The signor was at home, and Glyndon was admitted into a lofty saloon, where in a few moments Zicci joined him.

"I am come to thank you for your warning last night," said he, "and to entreat you to complete my obligation by informing me of the quarter to which I may look for enmity and peril."

"You are a gallant, Mr. Glyndon," said Zicci, with a smile; "and do you know so little of the South as not to be aware that gallants have always rivals?"

"Are you serious?" said Glyndon, coloring.

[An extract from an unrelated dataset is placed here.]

Issue #1020, opened 2018-06-08
Use Rust union types


asomers:
Rust gained a union type in [`1.19.0`](https://blog.rust-lang.org/2017/07/20/Rust-1.19.html).  libc wraps many C unions poorly, usually by pretending they're structs and ignoring some fields.  For example, https://github.com/rust-lang/libc/blob/master/src/unix/mod.rs#L156 .  libc should update all of these to use the correct union types before release 1.0.  It should be fairly easy to find them all, because all of them are listed as exclusions in libc-test/build.rs.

"Most serious. You love Isabel di Pisani; you have for rival one of the most powerful and relentless of the Neapolitan princes. Your danger is indeed great."

"But, pardon me, how came it known to you?"

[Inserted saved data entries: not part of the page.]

PR #5206, opened 2026-06-23
ci: Don't set `fail-fast` in 0.2 CI

tgross35:
Since most CI for 0.2 is backports that affect all targets, don't stop testing one target if another fails.


tgross35:
Part of https://github.com/rust-lang/libc/pull/5207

"I give no account of myself to mortal man," replied Zicci, haughtily; "and to me it matters not whether you regard or scorn my warning."

"Well, if I may not question you, be it so; but at least advise me what to do."

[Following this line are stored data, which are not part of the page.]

Issue #5204, opened 2026-06-23
uclibc targets (and others?) cannot perform libc-test macro expansion due to lack of core lib


skrap:
During the development of #5046 , the [request was made](https://github.com/rust-lang/libc/pull/5046/changes#r3444571259) that the bitrotten CI script for armv7-unknown-linux-uclibceabihf be resuscitated and made to work.  However, I encountered difficulties with the somewhat-new macro expansion functions within the libc testing infrastructure.

* The current [macro expansion code](https://github.com/rust-lang/libc/blob/d73763fe397958f427b360fdc76da56df44f1a89/ctest/src/macro_expansion.rs#L20-L24) wants to call the following:
```
RUSTC_BOOTSTRAP=1 rustc -Zunpretty=expanded --edition 2021 /checkout/src/lib.rs --target armv7-unknown-linux-uclibceabihf
```
but this results in the following error:
```
macro expansion failed with exit status: 1: error[E0463]: can't find crate for `core`
  |
  = note: the `armv7-unknown-linux-uclibceabihf` target may not be installed
  = help: consider building the standard library from source with `cargo build -Zbuild-std`

error: aborting due to 1 previous error

For more information about this error, try `rustc --explain E0463`
```

@tgross35 suggested using `-Zbuild-std` but this is a cargo-ism, not a switch which `rustc` understands.  I also was asked to try running `cargo rustc` in order to invoke the `-Zbuild-std` switch, but this isn't really the same as invoking rustc directly, as it wants to build the whole crate. (More precisely, it wants to build exactly one target within the crate.)  The macro expansion code wants to build exactly one `.rs` file.  This capability is not available from `cargo rustc`.  If you try to make it work you end up with macro expansion trying to call:
```
RUSTC_BOOTSTRAP=1 cargo rustc --profile check --target armv7-unknown-linux-uclibceabihf -- -Zunpretty=expanded/checkout/src/lib.rs
```
which fails with:
```
macro expansion failed with exit status: 101: error: extra arguments to `rustc` can only be passed to one target, consider filtering the package by passing, e.g., `--lib` or `--bin NAME` to specify a single target
```

To reproduce:
* Dockerfile needs some amendments, use  attached Dockerfile at `ci/docker/armv7-unknown-linux-uclibceabihf/Dockerfile`
[...]

PR #5214, opened 2026-06-24
use `cargo rustc` for macro expansion so -Zbuild-std can be supported

skrap:
# Description

Address https://github.com/rust-lang/libc/issues/5204 by invoking macro expansion through `cargo rustc` instead of rustc directly.  This allows the use of the `-Zbuild-std` flag, enabling targets without a prebuilt std (e.g. tier 3 targets) to build the libc tests.

# Checklist

### DIFF
--- a/ctest/Cargo.toml
+++ b/ctest/Cargo.toml
@@ -14,6 +14,7 @@ cc = "1.2.43"
 proc-macro2 = { version = "1.0.103", features = ["span-locations"] }
 quote = "1.0.41"
 syn = { version = "2.0.108", features = ["full", "visit", "extra-traits"] }
+tempfile = "3.23.0"
 thiserror = "2.0.17"
 
 [lints]
@@ -21,4 +22,3 @@ workspace = true
 
 [dev-dependencies]
 pretty_assertions = "1.4.1"
-tempfile = "3.23.0"
--- a/ctest/src/generator.rs
+++ b/ctest/src/generator.rs
@@ -13,6 +13,7 @@ use syn::visit::Visit;
 use thiserror::Error;
 
 use crate::ffi_items::FfiItems;
+use crate::macro_expansion::expand_with_args;
 use crate::template::{
     CTestTemplate,
     RustTestTemplate,
@@ -32,7 +33,6 @@ use crate::{
     Type,
     Union,
     VolatileItemKind,
-    expand,
     get_build_target,
 };
 
@@ -78,6 +78,10 @@ pub struct TestGenerator {
     cfg: Vec<(String, Option<String>)>,
     /// A list of functions that remaps names used in the tests.
     mapped_names: Vec<MappedName>,
+    /// Extra command line args to pass to cargo when generating macro expansions.
+    macro_expansion_cargo_args: Vec<String>,
+    /// Crate name to use when performing macro expansion.
+    crate_name: Option<String>,
     /// The programming language to generate tests in.
     pub(crate) language: Language,
     /// A list of functions that determine what items to skip all tests for.
@@ -723,6 +727,22 @@ impl TestGenerator {
         self
     }
 
+    /// Configures extra arguments to be passed to cargo during macro expansion.  
+    /// This can be used, for example, to pass `-Zbuild-std` if required.
+    pub fn expansion_cargo_args_mut(&mut self) -> &mut Vec<String> {
+        &mut self.macro_expansion_cargo_args
+    }
+
+    /// Configures the crate name which should be used during macro expansion.
+    ///
+    /// If the tested crate uses `#![crate_name = "..."]`, this must be called with the
+    /// same name. Otherwise, there will be an error about `--crate-name` not
+    /// matching.
+    pub fn crate_name(&mut self, name: String) -> &mut Self {
+        self.crate_name = Some(name);
+        self
+    }
+
     /// Configures whether tests for the type of a field is skipped or not.
     ///
     /// The closure is given a Rust struct as well as a field within that
@@ -1087,7 +1107,14 @@ impl TestGenerator {
         crate_path: impl AsRef<Path>,
         output_file_path: impl AsRef<Path>,
     ) -> Result<PathBuf, GenerationError> {
-        let expanded = expand(&crate_path, &self.cfg, get_build_target(self)?).map_err(|e| {
+        let expanded = expand_with_args(
+            &crate_path,
+            &self.cfg,
+            get_build_target(self)?,
+            self.crate_name.as_deref(),
+            &self.macro_expansion_cargo_args,
+        )
+        .map_err(|e| {
             GenerationError::MacroExpansion(crate_path.as_ref().to_path_buf(), e.to_string())
         })?;
         let ast = syn::parse_file(&expanded)
--- a/ctest/src/macro_expansion.rs
+++ b/ctest/src/macro_expansion.rs
@@ -1,4 +1,3 @@
-use std::env;
 use std::fs::canonicalize;
 use std::path::Path;
 use std::process::Command;
@@ -14,18 +13,62 @@ pub fn expand<P: AsRef<Path>>(
     cfg: &[(String, Option<String>)],
     target: String,
 ) -> Result<String> {
-    let rustc = env::var("RUSTC").unwrap_or_else(|_| String::from("rustc"));
+    expand_with_args(crate_path, cfg, target, None, &[])
+}
 
-    let mut cmd = Command::new(rustc);
+/// Extension of `expand` which allows a crate_name override for
+/// libc and other clients which require crate_name to match the
+/// original crate's name.
+pub(crate) fn expand_with_args<P: AsRef<Path>>(
+    crate_path: P,
+    cfg: &[(String, Option<String>)],
+    target: String,
+    crate_name: Option<&str>,
+    extra_cargo_args: &[String],
+) -> Result<String> {
+    let dir = tempfile::tempdir()?;
+
+    // make a Cargo.toml pointing to the crate path
+    let cargo_toml_path = dir.path().join("Cargo.toml");
+    let crate_name = crate_name.unwrap_or("ctest-expansion-tmp");
+    // FIXME(#5238): allow building using an existing manifest
+    let cargo_toml = format!(
+        r#"
+[package]
+name = '''{crate_name}'''  # Needs to match #![crate_name = "..."] if it exists.
+edition = '''{EDITION}'''
+[lib]
+path = '''{}'''
+[lints.rust]
+unexpected_cfgs = "allow"
+"#,
+        canonicalize(crate_path)?.display()
+    );
+    std::fs::write(cargo_toml_path, cargo_toml)?;
+
+    let mut cmd = Command::new(std::env::var("CARGO").unwrap_or("cargo".into()));
     cmd.env("RUSTC_BOOTSTRAP", "1")
-        .arg("-Zunpretty=expanded")
-        .arg("--edition")
-        .arg(EDITION) // By default, -Zunpretty=expanded uses 2015 edition.
-        .arg(canonicalize(crate_path)?);
+        .current_dir(dir.path())
+        .arg("rustc")
+        .arg("--lib")
+        .arg("--profile")
+        .arg("check")
+        .args(extra_cargo_args);
+
+    // In order to avoid warnings causing failures here when the
+    // environment's RUSTFLAGS contains -Dwarnings (or similar),
+    // we will clear RUSTFLAGS.
+    cmd.env_remove("RUSTFLAGS");
+
+    // set an independent target dir so we don't deadlock on the cargo build lock.
+    cmd.arg("--target-dir").arg(dir.path().join("target"));
 
     if !target.is_empty() {
         cmd.arg("--target").arg(target);
     }
+
+    cmd.arg("--");
+    cmd.arg("-Zunpretty=expanded");
 
     // `libc` uses non standard cfg flags as well, which have to be manually expanded.
     for (k, v) in cfg {
@@ -39,7 +82,11 @@ pub fn expand<P: AsRef<Path>>(
 
     if !output.status.success() {
         let stderr = std::str::from_utf8(&output.stderr)?;
-        return Err(format!("macro expansion failed with {}: {}", output.status, stderr).into());
+        return Err(format!(
+            "macro expansion failed with {}: {}, {:?}",
+            output.status, stderr, cmd
+        )
+        .into());
     }
 
     let expanded = std::str::from_utf8(&output.stdout)?.to_string();
--- a/libc-test/build.rs
+++ b/libc-test/build.rs
@@ -107,6 +107,11 @@ fn ctest_cfg() -> ctest::TestGenerator {
     // FIXME(1.0): These aliases will eventually be removed.
     cfg.skip_alias(|ty| ty.ident() == "__uint128");
 
+    if env::var("LIBC_CI_ZBUILD_STD").is_ok() {
+        *cfg.expansion_cargo_args_mut() = vec!["-Zbuild-std=core,std".into()];
+    }
+    cfg.crate_name("libc".into());
+
     cfg
 }
 


ctest/src/macro_expansion.rs
```diff
@@ -14,19 +15,50 @@ pub fn expand<P: AsRef<Path>>(
...
+    let dir = tempfile::tempdir()?;
+
+    // make a Cargo.toml pointing to the crate path
+    let cargo_toml_path = dir.path().join("Cargo.toml");
+    let mut cargo_toml = std::fs::File::create(&cargo_toml_path)?;
+    writeln!(
+        &mut cargo_toml,
+        r#"
+[package]
+name = "libc"
```
tgross35: This will need to be configurable:

1. Move this function body to a new `expand_with_name` that takes a `name: Option<&str>` parameter
2. Use that parameter in the template here, or `ctest-expansion` if `None`
3. `expand` can then call `expand_with_name` with `None` to keep the public API
4. Add a `crate_name(&str)` function to `TestGenerator` that saves it in the config
5. Replace internal calls to `expand` with `expand_with_name`, using the stored `crate_name` if available

*[View changes since the review](https://triagebot.infra.rust-lang.org/gh-changes-since/rust-lang/libc/5214/95959125cea361c1b3676b02adb1e4e1772cae9c..b5da0517d87247ef2fcd744279085c29752b4392)*

tgross35:
Cc @mbyx for ctest

ctest/src/macro_expansion.rs
skrap: Since it works as is, what's the need for this change? I think everything using this is either "libc" or it doesn't care if it is called "libc" for the purposes of macro expansion.

tgross35: It's going to be confusing if `ctest` users unrelated to `libc` get an error compiling `libc`, and also other users could be setting `crate_name`

skrap: Ah, I didn't realize this crate was used outside of the libc context.  Thanks.  Also, slightly terrifying for me, ha.

skrap: This change also drops the ability to use the `RUSTC` env var to use a custom `rustc`.  I don't know if there's any way to keep that when using `cargo rustc` or not.  Given that there's external users, I will have to check on that.

tgross35: Not a _lot_ of places, but at least a few important places 🙂 https://github.com/search?q=path%3ACargo.toml+%2F%5Cbctest%5Cb.*%3D%2F&type=code. Certainly nothing to worry about, though, it's a low pressure crate.

ctest/src/macro_expansion.rs
```diff
@@ -14,19 +15,50 @@ pub fn expand<P: AsRef<Path>>(
...
+edition = "{EDITION}"
+[lib]
+path = '{}'
+[lints.rust]
+unexpected_cfgs = "allow"
```
tgross35, line 43: Add a toml comment about why

*[View changes since the review](https://triagebot.infra.rust-lang.org/gh-changes-since/rust-lang/libc/5214/95959125cea361c1b3676b02adb1e4e1772cae9c..1100563fe126f6b76d1d0008b412bedc9815dfd7)*

ctest/src/macro_expansion.rs
```diff
@@ -14,19 +15,50 @@ pub fn expand<P: AsRef<Path>>(
...
+    let cargo_toml_path = dir.path().join("Cargo.toml");
+    let mut cargo_toml = std::fs::File::create(&cargo_toml_path)?;
+    writeln!(
+        &mut cargo_toml,
+        r#"
+[package]
+name = "libc"
+edition = "{EDITION}"
+[lib]
+path = '{}'
```
tgross35: Use a regular string here and escape it by replacing `\`->`\\` and `"`->`\"`, since this will act weird in the (unlikely) case the path contains a `'`

*[View changes since the review](https://triagebot.infra.rust-lang.org/gh-changes-since/rust-lang/libc/5214/95959125cea361c1b3676b02adb1e4e1772cae9c..1100563fe126f6b76d1d0008b412bedc9815dfd7)*

ctest/src/macro_expansion.rs
```diff
@@ -14,19 +15,50 @@ pub fn expand<P: AsRef<Path>>(
...
+
+    let mut cmd = Command::new("cargo");
 
-    let mut cmd = Command::new(rustc);
     cmd.env("RUSTC_BOOTSTRAP", "1")
-        .arg("-Zunpretty=expanded")
-        .arg("--edition")
-        .arg(EDITION) // By default, -Zunpretty=expanded uses 2015 edition.
-        .arg(canonicalize(crate_path)?);
+        .env("RUSTFLAGS", "") // ignore RUSTFLAGS so we don't get -Dwarnings
```
tgross35: Add a `TestGenerator::expansion_rustflags(&str)` and set `RUSTFLAGS` only if that has been called, otherwise just let it inherit. Since there might be some global options needed to build.

*[View changes since the review](https://triagebot.infra.rust-lang.org/gh-changes-since/rust-lang/libc/5214/95959125cea361c1b3676b02adb1e4e1772cae9c..1100563fe126f6b76d1d0008b412bedc9815dfd7)*

ctest/src/macro_expansion.rs
```diff
@@ -14,19 +15,50 @@ pub fn expand<P: AsRef<Path>>(
...
+        .arg("--lib")
+        .arg("--profile")
+        .arg("check");
+
+    // set an independent target dir so we don't deadlock on the cargo build lock.
+    cmd.arg("--target-dir").arg(dir.path().join("target"));
+
+    if env::var("LIBC_CI_ZBUILD_STD").is_ok() {
+        cmd.arg("-Zbuild-std=core,std");
+    }
```
tgross35: Add `TestGenerator::build_std(bool)` and `TestGenerator::build_core(bool)` to control this, which should set `-Zbuild-std=std` / `-Zbuild-std=core`.

*[View changes since the review](https://triagebot.infra.rust-lang.org/gh-changes-since/rust-lang/libc/5214/95959125cea361c1b3676b02adb1e4e1772cae9c..1100563fe126f6b76d1d0008b412bedc9815dfd7)*

ctest/src/macro_expansion.rs
```diff
@@ -14,19 +15,50 @@ pub fn expand<P: AsRef<Path>>(
...
     target: String,
 ) -> Result<String> {
-    let rustc = env::var("RUSTC").unwrap_or_else(|_| String::from("rustc"));
+    let dir = tempfile::tempdir()?;
+
+    // make a Cargo.toml pointing to the crate path
+    let cargo_toml_path = dir.path().join("Cargo.toml");
+    let mut cargo_toml = std::fs::File::create(&cargo_toml_path)?;
+    writeln!(
+        &mut cargo_toml,
```
tgross35: Nit: just construct the string with `format!` then use `fs::write` to avoid bothering with the `File` object.

*[View changes since the review](https://triagebot.infra.rust-lang.org/gh-changes-since/rust-lang/libc/5214/95959125cea361c1b3676b02adb1e4e1772cae9c..1100563fe126f6b76d1d0008b412bedc9815dfd7)*

ctest/src/macro_expansion.rs
```diff
@@ -14,19 +15,50 @@ pub fn expand<P: AsRef<Path>>(
     cfg: &[(String, Option<String>)],
     target: String,
 ) -> Result<String> {
-    let rustc = env::var("RUSTC").unwrap_or_else(|_| String::from("rustc"));
```
tgross35, line 17: Keep something similar to this but with `CARGO` for setting something not in-path.

*[View changes since the review](https://triagebot.infra.rust-lang.org/gh-changes-since/rust-lang/libc/5214/95959125cea361c1b3676b02adb1e4e1772cae9c..1100563fe126f6b76d1d0008b412bedc9815dfd7)*

tgross35 (changes requested):

ctest/src/macro_expansion.rs
skrap: I'm not sure I agree here.  If we want to be safe against creating illegal TOML files, we should honor 
> Basic strings are surrounded by quotation marks ("). Any Unicode character may be used except those that must be escaped: quotation mark, backslash, and the control characters other than tab (U+0000 to U+0008, U+000A to U+001F, U+007F).
(From https://toml.io/en/v1.1.0#string)

If you want this to be bulletproof, I will import the `toml` crate and write out the file with that.  Seems overkill but I can do it.

tgross35: Fair enough. Maybe just `'''...'''` to prevent against the simple case?

ctest/src/macro_expansion.rs
skrap: We were not building with inherited RUSTFLAGS before this change, as RUSTFLAGS are a cargo-ism, and we were not using cargo before, but rather using `rustc` directly.

I think I will be a bit more tactical and just add a `-Awarnings` at the end of `RUSTFLAGS` so we don't error out over warnings if `-Dwarnings` is present.  No new API required, and should be compatible with existing clients.

ctest/src/macro_expansion.rs
skrap: I felt like this was too API-heavy, but I do appreciate that the users of the crate need a way to customize the invocation of cargo for macro expansion.  So I added a more generic "macro expansion extra cargo args" TestGenerator configuration, which can be used for this purpose, and is flexible to many other situations as well.

ctest/src/macro_expansion.rs
skrap: done.

ctest/src/macro_expansion.rs
skrap: good call.  done.

skrap:
@rustbot  review

I think I have addressed the feedback, though in exploring the changes I sometimes made some different choices.  I've left comments in the conversations where appropriate.

ctest/src/generator.rs
```diff
@@ -723,6 +725,20 @@ impl TestGenerator {
         self
     }
 
+    /// Configures any extra arguments which to be passed to cargo
+    /// during macro expansion.  This can be used, for example, to pass
+    /// -Zbuild-std if required.
+    pub fn set_macro_expansion_cargo_args(&mut self, args: Vec<String>) {
+        self.macro_expansion_cargo_args = args;
+    }
```
tgross35: To keep things a bit more composable so you can set args one at a time, replace this with `fn expansion_cargo_arg(&mut self, &str)` and `fn clear_expansion_cargo_args(&mut self)`.

Also these methods should return `&mut Self`

*[View changes since the review](https://triagebot.infra.rust-lang.org/gh-changes-since/rust-lang/libc/5214/483795464d6fbbd5fe07d59013f7c9e2bb46ec82..329498887b3317d812fafbf678acef83d5d3dd95)*

ctest/src/generator.rs
```diff
@@ -723,6 +725,20 @@ impl TestGenerator {
         self
     }
 
+    /// Configures any extra arguments which to be passed to cargo
+    /// during macro expansion.  This can be used, for example, to pass
+    /// -Zbuild-std if required.
```
tgross35:
```rust
/// `-Zbuild-std`
```

(backticks)

*[View changes since the review](https://triagebot.infra.rust-lang.org/gh-changes-since/rust-lang/libc/5214/483795464d6fbbd5fe07d59013f7c9e2bb46ec82..329498887b3317d812fafbf678acef83d5d3dd95)*

ctest/src/generator.rs
```diff
@@ -723,6 +725,20 @@ impl TestGenerator {
...
+    pub fn set_macro_expansion_cargo_args(&mut self, args: Vec<String>) {
+        self.macro_expansion_cargo_args = args;
+    }
+
+    /// Configures the crate name which should be used during macro expansion.
+    /// This can be important for crates which have crate_name! macros or
+    /// similar, like libc.
+    pub fn set_macro_expansion_crate_name(&mut self, name: String) {
+        self.macro_expansion_crate_name = Some(name);
+    }
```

"You will not follow my advice."

"You wrong me! Why?"

"Because you are constitutionally brave; you are fond of excitement and mystery; you like to be the hero of a romance. I should advise you to leave Naples, and you will disdain to do so while Naples contains a foe to shun or a mistress to pursue."

"You are right," said the young Englishman, with energy; "and you cannot reproach me for such a resolution."

"No, there is another course left to you. Do you love Isabel di Pisani truly and fervently? If so, marry her, and take a bride to your native land."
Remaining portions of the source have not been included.